— PROBLEM TO WORK ON —
Please report every line from the material that contains the word "background".

— DATA PROVIDED —
————

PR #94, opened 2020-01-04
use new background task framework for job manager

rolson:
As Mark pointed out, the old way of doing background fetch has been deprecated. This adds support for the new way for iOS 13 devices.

————

— ANSWER BELOW —
use new background task framework for job manager
As Mark pointed out, the old way of doing background fetch has been deprecated. This adds support for the new way for iOS 13 devices.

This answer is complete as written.